A 'ghost train' pulls into Snaith's station (Credit: Amanda Ruggeri)

There’s a more optimistic reason for running a ghost train, too: it shows hope that the line may be used more regularly again in the future. Once a service is closed entirely, infrastructure deteriorates; even if the physical track is kept, it becomes overgrown. Not to mention that drivers then would have to be re-trained on the track, or that a whole new slew of paperwork would have to be gone through to re-open it. Starting from scratch, in other words, is far more expensive than maintaining what you have.

Some ghost services have come back from the dead

The Halton Curve is one example. A half-mile connection between two lines that are frequently serviced, it operated for years as a ghost train. After years of advocates defending its potential, if run more regularly, to provide service from North Wales into Liverpool, plans were finally announced last year to give it a £10.4 million upgrade and re-establish the link, returning it to full service.

Experts say that Halton Curve is emblematic of an ongoing trend. Closing lines is particularly rare these days. It’s far more common to see new lines opening or limited service lines being returned to full service. Ghost trains, in other words, may be at risk.

That’s good news for railway advocates who want to see the country better connected by more efficient, frequently running trains. But it may be bad news to those like Hall-Smith and Moralee, who have built a lifelong passion out of tracking the ghosts down.

There is no train to Snaith

On our ride to Snaith, the two tell me about the trouble Moralee had procuring her ticket. The Snaith train was listed on the board of departures, but the person at the ticket desk still hadn’t heard of it. “You must be mistaken,” he’d told her. “There is no train to Snaith.”

“That’s what we love about this,” Hall-Smith says: knowing a secret that, in the hyper-organised and planned world of rail transport, shouldn’t exist. A secret that not even everyone who works in that world knows exists.

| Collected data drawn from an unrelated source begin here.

PR #8022, opened 2021-12-10
Feature sync type filtering

### LINKED ISSUE #6765: Additional sync filters to filter unwanted data
An idea that popped up in a workshop:

- have a sync filter to exclude/include certain attribute types

we could extend it to other filters too (such as the exclusion of certain object templates, etc).

mokaddem:
Introduces a new setting `MISP.enable_synchronisation_filtering_on_type` allowing the filtering on Attribute types and Object template whenever a PUSH or PULL synchronisation mechanism is triggered.

image

Fix #6765


mokaddem:
Hey @Wachizungu!
Fixed some issues. Feel free to provide more feedback in this thread.

Wachizungu:
Current feedback (commit f8d2782 - based on tests with pull sync):

1. object template based filtering seems all fine for the tests I did (0, 1 or multiple templates filtering for 1 or 2 events syncing)
2. attribute type filtering is behaving strangely for me at the moment. If the attribute type only appears in an object of an event, nothing happens, the full object is synced. If the attribute type is only in an attribute of the event, it is correctly filtered out. If it appears in both an object and separate attribute of the event, it's chaos. Event doesn't get synced at all or the objects are all empty.
3. unrelated to the above: When you first add the object template to filter, you see the name. When you edit later you see the UUID. It would be nice if in the second case it could be UUID + name somehow.

mokaddem:
Many thanks for your feedback!
Here is mine:
1. Good news
3. Partially fixed: Done it for PUSH but not for PULL (PUSH is using known data (IDs and UUIDs), PULL is using potentially unknown data). To keep it simple code-wise, the app only displayed the object name for PUSH. Let me know if this is a blocker though.
2. This is worrisome. I tried to both PUSH and PULL between two instance for both this is what I had:
    - All events were sync
    - Attributes being blocklisted were omitted and not saved
    - Objects being blocklisted were omitted and not saved
    - ObjectAttribute blocklisted (according to their `type`, not their `object_relation`) were omitted and not saved
If you manage to reproduce issue 2 again, would you mind sharing with me the event and the server configuration?
Thanks a lot!

Wachizungu:
Sure! Will check again tomorrow and also try with some new instances.

mokaddem:
@Wachizungu Many thanks for your exhaustive tests that help us discovered few issues.
I pushed 1 fix and performance optimization for push (Only one object being filtered out) and two other fixes for pull (empty object + ignoring objectAttribute).
Waiting for your feedback!

Wachizungu:
Looking good on 4a43ddc129e1b1fcde1caac40c6b9f396b126087 ! Thank you :)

A ghost train might be a bureaucratic hangover. It might be a fiscal headache. It might be a waste of resources and potential. But in the world of transport and infrastructure, where efficiency and budgets rule, it’s also a quirky aberration – one that might not be around forever, but that, for now, provides an acute sense of joy to a small, passionate group of people who love it for its Alice-in-Wonderland-style absurdity.